I have a table with several million rows of data. I have a primary key on id, and a compound unique key on col2, col3, col4 and my_date. Sample data is shown here...
id col2 col3 col4 my_date
1 1 1 1 2020-01-03 02:00:00
2 1 2 1 2020-01-03 01:00:00
3 1 3 1 2020-01-03 03:00:00
4 2 1 1 2020-02-03 01:00:00
5 2 2 1 2020-02-03 02:00:00
6 2 3 1 2020-02-03 03:00:00
7 3 1 1 2020-03-03 03:00:00
8 3 2 1 2020-03-03 02:00:00
9 3 3 1 2020-03-03 01:00:00
I want to get the min and max dates, grouped by col2.
The rules are...
My idea was to get the min date from the first id and add 1 week to it. Then use this data as a range restricter to get the minimum date for each col2 group, and the opposite for the max dates.
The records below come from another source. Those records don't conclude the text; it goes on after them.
PR #1159, opened 2022-08-22
Get OIDC quickstarts working with 19.0.1

sberyozkin:


sberyozkin:
Hey @pedroigor Thanks, interesting point, let me play a bit with it with devservices

gsmet (changes requested):
Let's make sure we only merge this after I push the 2.12.0 quickstarts as the Keycloak 19 upgrade is for 2.13.

gsmet (approved):
I released the 2.12 quickstarts so we can merge this!

PR #1179, opened 2022-09-18
Close the Kafka Consumer when terminating in the Bare Kafka quickstart

scholzj:
The Kafka Consumer in the `bare-kafka-quickstart` is polling Kafka in a while loop based on `!done`. So it runs as long as the `done` is set to `false`. When terminating, the endpoint sets the `hold`, but it sets it to `false` again, so the Kafka Consumer will keep running. I assume this is just a typo and it should be set to `false` to close the consumer as well and not just the producer and admin clients..

**Check list**:

Your pull request:


cescoffier (approved):
Thanks!

cescoffier:
@scholzj Thanks! Yes, definitely a typo.

gsmet (approved):

PR #1199, opened 2022-11-02
Use Multi over raw RS Publisher

jponge:
- This anticipates the future switch to JDK Flow APIs.
- Once this happens then code depending on legacy RS APIs will need Mutiny Zero adapters (e.g., ReactiveFruitResource / Neo4J).


gsmet:
We probably need to also check the associated guides.

I will let @cescoffier check if that's all right and make sure we don't actually want to show the `Publisher` approach.

cescoffier:
I agree with the approach. We should hide Publisher as much as we can. It's an interop type, not an user-facing type.

jponge:
Noted for guides, I'll make an issue

PR #1204, opened 2022-11-04
update quarkus.hibernate-orm.database.generation to drop-and-create i…

soul2zimate:
…n hibernate-orm-quickstart

Avoid `org.postgresql.util.PSQLException: ERROR: relation "known_fruits" already exists`


yrodiere:
Sorry but I disagree, `drop-and-create` is not an appropriate value for a production environment.

I'll close this PR, feel free to answer if you think we should discuss this further.

PR #1229, opened 2023-01-17
Missing protocol in the mocked kubernetes environment for the Stork Kubernetes quickstart

cescoffier:
\CC @gsmet


kafka-quickstart/processor/pom.xml
```diff
@@ -34,6 +34,10 @@
             <groupId>io.quarkus</groupId>
             <artifactId>quarkus-smallrye-reactive-messaging-kafka</artifactId>
         </dependency>
+        <dependency>
+            <groupId>io.quarkus</groupId>
+            <artifactId>quarkus-smallrye-health</artifactId>
+        </dependency>
```
gsmet, line 40: I think this change is unrelated? I don't mind adding it if it's not a mistake.

aureamunoz: Yes, I have the same question

cescoffier: hum.... sorry, I didn't stage that but the github cli did. Let me remove it.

I have created the following query...
SELECT t1.col2, t1.min_date, t2.max_date
FROM (
SELECT min(table.my_date) AS min_date, table.col2 AS col2
FROM table
JOIN (
SELECT table.id AS id, date_add(table.my_date, interval 7 day) AS min_date
FROM table
JOIN (
SELECT min(table.id) AS min_id
FROM table
WHERE table.col4 = 1
) AS t3
ON table.id = t3.min_id
) AS t3
ON table.my_date < t3.min_date
GROUP BY table.col2
) AS t1
JOIN (
SELECT max(table.my_date) AS max_date, table.col2 AS col2
FROM table
JOIN (
SELECT table.id AS id, date_sub(table.my_date, interval 7 day) AS max_date
FROM table
JOIN (
SELECT max(table.id) AS max_id
FROM table
WHERE table.col4 = 1
) AS t5
ON table.id = t5.max_id
) AS t4
ON table.my_date > t4.max_date
GROUP BY table.col2
) AS t2
ON t1.col2 = t2.col2
The query runs OK and returns the correct results. It is currently taking about 12 seconds to run.
Is there a better way to write this query to improve the performance/readability?
"I want to get the min and max dates, grouped by col2." -- Then simply have
INDEX(col2, my_date)
You currently have UNIQUE(col2, col3, col4, my_date)
, correct? If you are willing to shuffle that, you won't need my extra index: UNIQUE(col2, my_date, col3, col4)
.
Then, this is quite efficient:
SELECT col2, MIN(my_date), MAX(my_date)
FROM table
GROUP BY col2;
EXPLAIN SELECT ...
will show that the index is "covering" by saying "Using index".